Saved entries
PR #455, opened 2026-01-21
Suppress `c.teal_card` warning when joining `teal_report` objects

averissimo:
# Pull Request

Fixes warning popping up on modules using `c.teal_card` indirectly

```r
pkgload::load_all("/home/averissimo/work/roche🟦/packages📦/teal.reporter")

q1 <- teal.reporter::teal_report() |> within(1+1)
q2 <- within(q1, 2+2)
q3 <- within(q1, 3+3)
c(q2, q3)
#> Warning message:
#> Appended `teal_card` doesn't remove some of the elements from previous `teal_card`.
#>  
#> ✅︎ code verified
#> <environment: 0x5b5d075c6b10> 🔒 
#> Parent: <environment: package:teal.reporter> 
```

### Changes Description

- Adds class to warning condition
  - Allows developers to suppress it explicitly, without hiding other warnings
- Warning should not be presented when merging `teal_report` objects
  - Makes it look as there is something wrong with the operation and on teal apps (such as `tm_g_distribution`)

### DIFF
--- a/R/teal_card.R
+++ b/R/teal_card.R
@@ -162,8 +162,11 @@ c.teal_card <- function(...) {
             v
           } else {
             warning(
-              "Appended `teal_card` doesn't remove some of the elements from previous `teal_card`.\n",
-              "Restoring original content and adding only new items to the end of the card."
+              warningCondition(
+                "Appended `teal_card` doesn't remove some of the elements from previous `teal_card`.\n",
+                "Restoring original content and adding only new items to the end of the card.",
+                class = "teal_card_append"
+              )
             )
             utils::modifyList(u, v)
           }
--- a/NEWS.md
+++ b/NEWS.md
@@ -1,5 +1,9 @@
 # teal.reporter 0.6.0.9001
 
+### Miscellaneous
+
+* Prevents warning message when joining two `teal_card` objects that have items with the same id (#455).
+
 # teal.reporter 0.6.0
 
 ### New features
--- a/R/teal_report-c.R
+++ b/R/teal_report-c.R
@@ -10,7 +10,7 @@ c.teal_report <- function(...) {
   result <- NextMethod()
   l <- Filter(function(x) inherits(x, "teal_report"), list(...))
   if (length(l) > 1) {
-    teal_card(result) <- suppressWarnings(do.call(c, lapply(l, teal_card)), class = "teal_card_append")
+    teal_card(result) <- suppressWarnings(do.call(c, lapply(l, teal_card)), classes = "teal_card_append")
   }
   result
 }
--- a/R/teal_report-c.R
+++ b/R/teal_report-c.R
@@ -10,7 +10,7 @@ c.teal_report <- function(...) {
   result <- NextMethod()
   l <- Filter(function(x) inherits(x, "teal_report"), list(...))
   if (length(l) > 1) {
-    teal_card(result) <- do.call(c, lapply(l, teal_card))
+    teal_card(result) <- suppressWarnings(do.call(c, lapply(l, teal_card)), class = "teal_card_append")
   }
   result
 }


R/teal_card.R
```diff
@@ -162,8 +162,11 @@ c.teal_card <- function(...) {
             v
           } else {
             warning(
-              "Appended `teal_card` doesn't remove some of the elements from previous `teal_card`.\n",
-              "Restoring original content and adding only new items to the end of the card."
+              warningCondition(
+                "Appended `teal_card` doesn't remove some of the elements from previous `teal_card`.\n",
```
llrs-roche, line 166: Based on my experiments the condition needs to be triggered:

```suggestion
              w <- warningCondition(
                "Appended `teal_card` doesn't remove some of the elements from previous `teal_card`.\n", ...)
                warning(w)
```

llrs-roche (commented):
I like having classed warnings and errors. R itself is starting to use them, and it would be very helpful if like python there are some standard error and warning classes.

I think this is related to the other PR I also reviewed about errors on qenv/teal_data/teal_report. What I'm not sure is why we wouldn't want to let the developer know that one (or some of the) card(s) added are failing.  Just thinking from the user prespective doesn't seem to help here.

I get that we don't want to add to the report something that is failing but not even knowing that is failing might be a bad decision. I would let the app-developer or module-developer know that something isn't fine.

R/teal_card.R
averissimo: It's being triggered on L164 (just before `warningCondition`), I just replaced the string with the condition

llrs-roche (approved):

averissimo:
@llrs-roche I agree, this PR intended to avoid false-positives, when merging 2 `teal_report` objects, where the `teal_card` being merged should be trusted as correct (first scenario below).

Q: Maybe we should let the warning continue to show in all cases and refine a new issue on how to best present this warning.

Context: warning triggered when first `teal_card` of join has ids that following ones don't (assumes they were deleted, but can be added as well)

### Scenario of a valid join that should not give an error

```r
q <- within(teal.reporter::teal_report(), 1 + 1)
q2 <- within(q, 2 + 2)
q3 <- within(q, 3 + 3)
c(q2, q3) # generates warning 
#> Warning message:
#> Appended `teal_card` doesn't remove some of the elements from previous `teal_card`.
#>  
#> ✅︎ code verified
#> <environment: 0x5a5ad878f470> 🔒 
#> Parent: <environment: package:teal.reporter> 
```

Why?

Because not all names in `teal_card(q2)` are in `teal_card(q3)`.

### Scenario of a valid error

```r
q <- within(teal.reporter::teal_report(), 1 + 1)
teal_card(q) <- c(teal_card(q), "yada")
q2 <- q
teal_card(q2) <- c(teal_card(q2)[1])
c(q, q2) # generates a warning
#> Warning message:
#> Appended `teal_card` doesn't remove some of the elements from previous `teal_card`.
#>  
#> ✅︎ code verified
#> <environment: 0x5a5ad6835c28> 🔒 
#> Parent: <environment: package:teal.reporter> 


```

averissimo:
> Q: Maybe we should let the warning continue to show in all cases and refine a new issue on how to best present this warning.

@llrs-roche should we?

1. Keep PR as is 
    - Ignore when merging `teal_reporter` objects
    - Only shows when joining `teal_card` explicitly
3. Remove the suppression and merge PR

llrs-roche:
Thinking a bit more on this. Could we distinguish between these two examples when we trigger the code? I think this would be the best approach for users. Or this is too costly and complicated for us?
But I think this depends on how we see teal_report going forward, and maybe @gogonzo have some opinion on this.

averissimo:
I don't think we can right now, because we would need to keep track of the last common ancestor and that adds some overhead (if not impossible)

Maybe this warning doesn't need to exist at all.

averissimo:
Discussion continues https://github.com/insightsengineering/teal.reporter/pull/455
* * *
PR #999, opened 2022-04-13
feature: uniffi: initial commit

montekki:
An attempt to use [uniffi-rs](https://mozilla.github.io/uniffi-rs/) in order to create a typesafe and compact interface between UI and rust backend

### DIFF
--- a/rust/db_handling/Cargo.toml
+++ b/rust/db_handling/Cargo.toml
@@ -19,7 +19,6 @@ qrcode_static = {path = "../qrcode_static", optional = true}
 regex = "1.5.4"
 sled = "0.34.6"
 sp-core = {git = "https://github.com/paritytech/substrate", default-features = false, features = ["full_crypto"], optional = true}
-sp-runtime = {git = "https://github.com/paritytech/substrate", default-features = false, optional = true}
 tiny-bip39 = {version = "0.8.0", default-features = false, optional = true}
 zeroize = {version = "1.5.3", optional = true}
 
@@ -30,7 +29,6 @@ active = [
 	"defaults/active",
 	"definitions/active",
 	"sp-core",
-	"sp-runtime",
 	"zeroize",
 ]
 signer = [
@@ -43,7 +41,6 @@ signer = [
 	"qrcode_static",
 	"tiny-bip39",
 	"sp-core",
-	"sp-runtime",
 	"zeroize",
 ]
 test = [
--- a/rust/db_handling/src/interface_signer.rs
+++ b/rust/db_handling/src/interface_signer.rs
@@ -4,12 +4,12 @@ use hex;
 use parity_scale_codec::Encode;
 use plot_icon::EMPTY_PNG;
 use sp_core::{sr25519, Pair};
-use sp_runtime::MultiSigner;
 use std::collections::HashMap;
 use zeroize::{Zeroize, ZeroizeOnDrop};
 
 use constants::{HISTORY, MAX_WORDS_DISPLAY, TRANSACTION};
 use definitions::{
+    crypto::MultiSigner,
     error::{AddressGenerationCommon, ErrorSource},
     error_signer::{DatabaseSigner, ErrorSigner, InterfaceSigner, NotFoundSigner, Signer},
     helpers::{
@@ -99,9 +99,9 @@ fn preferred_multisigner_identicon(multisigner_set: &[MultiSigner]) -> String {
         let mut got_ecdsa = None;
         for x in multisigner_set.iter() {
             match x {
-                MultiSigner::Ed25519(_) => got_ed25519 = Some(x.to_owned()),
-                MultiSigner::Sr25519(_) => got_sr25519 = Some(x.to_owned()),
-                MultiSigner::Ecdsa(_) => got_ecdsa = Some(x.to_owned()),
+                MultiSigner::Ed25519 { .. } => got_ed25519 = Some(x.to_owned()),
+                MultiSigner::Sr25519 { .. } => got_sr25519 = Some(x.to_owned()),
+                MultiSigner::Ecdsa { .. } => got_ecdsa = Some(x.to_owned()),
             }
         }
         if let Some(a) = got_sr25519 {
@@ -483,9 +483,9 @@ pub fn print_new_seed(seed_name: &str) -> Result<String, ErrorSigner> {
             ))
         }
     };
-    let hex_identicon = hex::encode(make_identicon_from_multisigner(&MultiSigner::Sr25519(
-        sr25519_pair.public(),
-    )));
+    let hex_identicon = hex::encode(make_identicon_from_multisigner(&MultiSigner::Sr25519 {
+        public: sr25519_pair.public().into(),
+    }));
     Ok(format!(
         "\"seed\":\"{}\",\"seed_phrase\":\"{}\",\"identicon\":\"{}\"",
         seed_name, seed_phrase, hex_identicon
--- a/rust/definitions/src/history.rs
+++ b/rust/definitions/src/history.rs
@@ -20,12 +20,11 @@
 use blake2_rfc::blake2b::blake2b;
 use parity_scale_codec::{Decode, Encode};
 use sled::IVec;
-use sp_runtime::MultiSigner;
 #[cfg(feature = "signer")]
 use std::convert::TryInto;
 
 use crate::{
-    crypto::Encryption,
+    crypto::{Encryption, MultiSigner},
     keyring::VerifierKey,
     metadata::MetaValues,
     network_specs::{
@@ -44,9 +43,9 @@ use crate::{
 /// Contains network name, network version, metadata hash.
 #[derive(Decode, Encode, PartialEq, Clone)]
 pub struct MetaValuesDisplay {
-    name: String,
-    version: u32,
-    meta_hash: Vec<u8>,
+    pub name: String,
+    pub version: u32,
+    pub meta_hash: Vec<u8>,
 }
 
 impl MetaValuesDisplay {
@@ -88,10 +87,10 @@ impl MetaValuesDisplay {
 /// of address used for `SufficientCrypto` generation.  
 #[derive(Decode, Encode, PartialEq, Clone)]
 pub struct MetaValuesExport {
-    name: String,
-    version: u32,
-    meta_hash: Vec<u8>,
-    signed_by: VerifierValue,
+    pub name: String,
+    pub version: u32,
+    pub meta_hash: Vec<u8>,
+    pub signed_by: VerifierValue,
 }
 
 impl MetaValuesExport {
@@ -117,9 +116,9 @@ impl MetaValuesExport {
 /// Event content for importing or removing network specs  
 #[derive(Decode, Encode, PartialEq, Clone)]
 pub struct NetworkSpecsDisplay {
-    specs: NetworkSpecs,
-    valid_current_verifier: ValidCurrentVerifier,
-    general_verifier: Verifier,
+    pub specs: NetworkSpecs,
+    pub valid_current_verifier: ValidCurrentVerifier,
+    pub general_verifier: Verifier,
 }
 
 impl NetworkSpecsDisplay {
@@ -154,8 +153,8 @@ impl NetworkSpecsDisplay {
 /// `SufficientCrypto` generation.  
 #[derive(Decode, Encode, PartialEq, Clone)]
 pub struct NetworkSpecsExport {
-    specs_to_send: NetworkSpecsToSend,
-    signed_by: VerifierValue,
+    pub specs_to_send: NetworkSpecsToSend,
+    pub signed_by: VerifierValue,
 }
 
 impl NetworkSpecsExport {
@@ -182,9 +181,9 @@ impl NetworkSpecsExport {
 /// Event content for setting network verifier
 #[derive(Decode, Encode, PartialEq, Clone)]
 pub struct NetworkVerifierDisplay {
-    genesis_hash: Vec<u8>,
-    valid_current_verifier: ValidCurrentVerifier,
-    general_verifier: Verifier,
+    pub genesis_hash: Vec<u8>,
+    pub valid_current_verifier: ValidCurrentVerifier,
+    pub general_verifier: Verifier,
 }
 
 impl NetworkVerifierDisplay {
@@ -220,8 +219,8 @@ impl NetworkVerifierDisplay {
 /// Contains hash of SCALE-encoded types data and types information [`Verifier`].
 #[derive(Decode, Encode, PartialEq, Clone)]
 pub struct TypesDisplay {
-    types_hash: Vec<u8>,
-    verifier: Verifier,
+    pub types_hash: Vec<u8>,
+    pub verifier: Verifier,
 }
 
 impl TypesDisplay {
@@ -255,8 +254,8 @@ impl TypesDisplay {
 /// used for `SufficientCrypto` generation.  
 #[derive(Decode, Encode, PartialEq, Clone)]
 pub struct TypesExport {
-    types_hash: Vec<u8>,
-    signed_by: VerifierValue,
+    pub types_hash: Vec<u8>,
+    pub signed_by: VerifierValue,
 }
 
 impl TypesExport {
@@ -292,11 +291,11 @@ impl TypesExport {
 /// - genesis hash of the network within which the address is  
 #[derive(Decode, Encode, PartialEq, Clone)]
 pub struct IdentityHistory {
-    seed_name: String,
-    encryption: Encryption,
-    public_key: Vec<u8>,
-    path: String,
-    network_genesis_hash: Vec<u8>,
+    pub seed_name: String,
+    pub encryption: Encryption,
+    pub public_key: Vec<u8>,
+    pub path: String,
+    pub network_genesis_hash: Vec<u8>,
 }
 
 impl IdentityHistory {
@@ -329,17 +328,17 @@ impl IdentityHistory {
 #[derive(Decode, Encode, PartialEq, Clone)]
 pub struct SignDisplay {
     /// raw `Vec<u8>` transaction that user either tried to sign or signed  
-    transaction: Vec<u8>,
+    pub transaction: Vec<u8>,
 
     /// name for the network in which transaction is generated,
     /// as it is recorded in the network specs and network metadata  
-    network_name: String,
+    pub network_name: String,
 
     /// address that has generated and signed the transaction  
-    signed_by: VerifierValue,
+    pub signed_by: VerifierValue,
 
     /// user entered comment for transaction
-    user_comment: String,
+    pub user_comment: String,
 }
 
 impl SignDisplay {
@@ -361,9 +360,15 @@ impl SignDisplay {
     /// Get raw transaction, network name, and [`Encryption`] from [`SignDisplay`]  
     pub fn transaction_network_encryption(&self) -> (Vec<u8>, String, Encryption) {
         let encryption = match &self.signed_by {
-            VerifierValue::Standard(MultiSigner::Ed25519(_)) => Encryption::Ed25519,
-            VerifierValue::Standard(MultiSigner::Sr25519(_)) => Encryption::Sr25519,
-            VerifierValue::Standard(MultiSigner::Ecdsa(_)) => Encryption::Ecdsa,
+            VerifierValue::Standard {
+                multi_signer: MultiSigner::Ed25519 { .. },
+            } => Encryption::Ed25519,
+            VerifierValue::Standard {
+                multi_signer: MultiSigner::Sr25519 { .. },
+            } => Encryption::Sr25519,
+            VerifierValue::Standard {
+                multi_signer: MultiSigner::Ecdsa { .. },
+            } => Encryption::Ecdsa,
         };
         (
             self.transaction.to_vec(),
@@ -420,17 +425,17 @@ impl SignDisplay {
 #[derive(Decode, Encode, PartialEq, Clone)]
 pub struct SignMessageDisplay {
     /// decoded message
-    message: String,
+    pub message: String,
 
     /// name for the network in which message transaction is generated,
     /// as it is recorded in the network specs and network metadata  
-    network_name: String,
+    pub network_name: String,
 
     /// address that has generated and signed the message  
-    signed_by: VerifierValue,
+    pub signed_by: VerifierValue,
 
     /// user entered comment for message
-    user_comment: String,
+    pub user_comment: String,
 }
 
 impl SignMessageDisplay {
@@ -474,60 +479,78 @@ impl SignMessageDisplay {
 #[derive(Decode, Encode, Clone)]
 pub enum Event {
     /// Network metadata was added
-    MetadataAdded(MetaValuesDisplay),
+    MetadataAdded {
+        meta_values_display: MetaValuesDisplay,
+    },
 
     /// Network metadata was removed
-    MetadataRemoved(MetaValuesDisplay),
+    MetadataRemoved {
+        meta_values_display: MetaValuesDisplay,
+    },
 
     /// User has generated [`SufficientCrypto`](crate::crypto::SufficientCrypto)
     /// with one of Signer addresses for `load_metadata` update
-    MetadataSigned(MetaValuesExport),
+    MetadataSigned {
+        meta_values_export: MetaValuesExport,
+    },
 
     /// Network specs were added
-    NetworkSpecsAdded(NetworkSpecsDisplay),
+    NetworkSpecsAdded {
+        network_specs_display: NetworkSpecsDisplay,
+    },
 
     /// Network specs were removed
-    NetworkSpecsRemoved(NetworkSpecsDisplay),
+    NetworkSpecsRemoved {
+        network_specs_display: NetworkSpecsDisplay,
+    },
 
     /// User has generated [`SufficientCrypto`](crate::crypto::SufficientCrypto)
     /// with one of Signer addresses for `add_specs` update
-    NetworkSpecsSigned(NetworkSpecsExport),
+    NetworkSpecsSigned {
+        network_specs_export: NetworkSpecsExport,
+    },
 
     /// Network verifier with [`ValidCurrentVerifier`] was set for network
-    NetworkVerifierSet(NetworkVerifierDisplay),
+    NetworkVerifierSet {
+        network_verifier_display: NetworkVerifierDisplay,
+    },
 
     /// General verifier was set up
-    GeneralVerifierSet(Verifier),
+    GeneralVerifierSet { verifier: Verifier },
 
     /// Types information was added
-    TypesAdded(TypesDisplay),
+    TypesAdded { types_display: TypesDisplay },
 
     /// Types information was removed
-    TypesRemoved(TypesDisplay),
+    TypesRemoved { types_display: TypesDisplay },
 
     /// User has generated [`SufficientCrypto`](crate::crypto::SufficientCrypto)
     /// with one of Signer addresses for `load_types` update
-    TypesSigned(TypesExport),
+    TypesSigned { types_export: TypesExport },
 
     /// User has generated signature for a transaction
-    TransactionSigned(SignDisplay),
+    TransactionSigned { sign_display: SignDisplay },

| Required work |
An exact copy of the lines above between the line holding "PR #455, opened 2026-01-21" and the line holding "- Adds class to warning condition", inclusive, is the whole answer.

| Your response |
PR #455, opened 2026-01-21
Suppress `c.teal_card` warning when joining `teal_report` objects

averissimo:
# Pull Request

Fixes warning popping up on modules using `c.teal_card` indirectly

```r
pkgload::load_all("/home/averissimo/work/roche🟦/packages📦/teal.reporter")

q1 <- teal.reporter::teal_report() |> within(1+1)
q2 <- within(q1, 2+2)
q3 <- within(q1, 3+3)
c(q2, q3)
#> Warning message:
#> Appended `teal_card` doesn't remove some of the elements from previous `teal_card`.
#>  
#> ✅︎ code verified
#> <environment: 0x5b5d075c6b10> 🔒 
#> Parent: <environment: package:teal.reporter> 
```

### Changes Description

- Adds class to warning condition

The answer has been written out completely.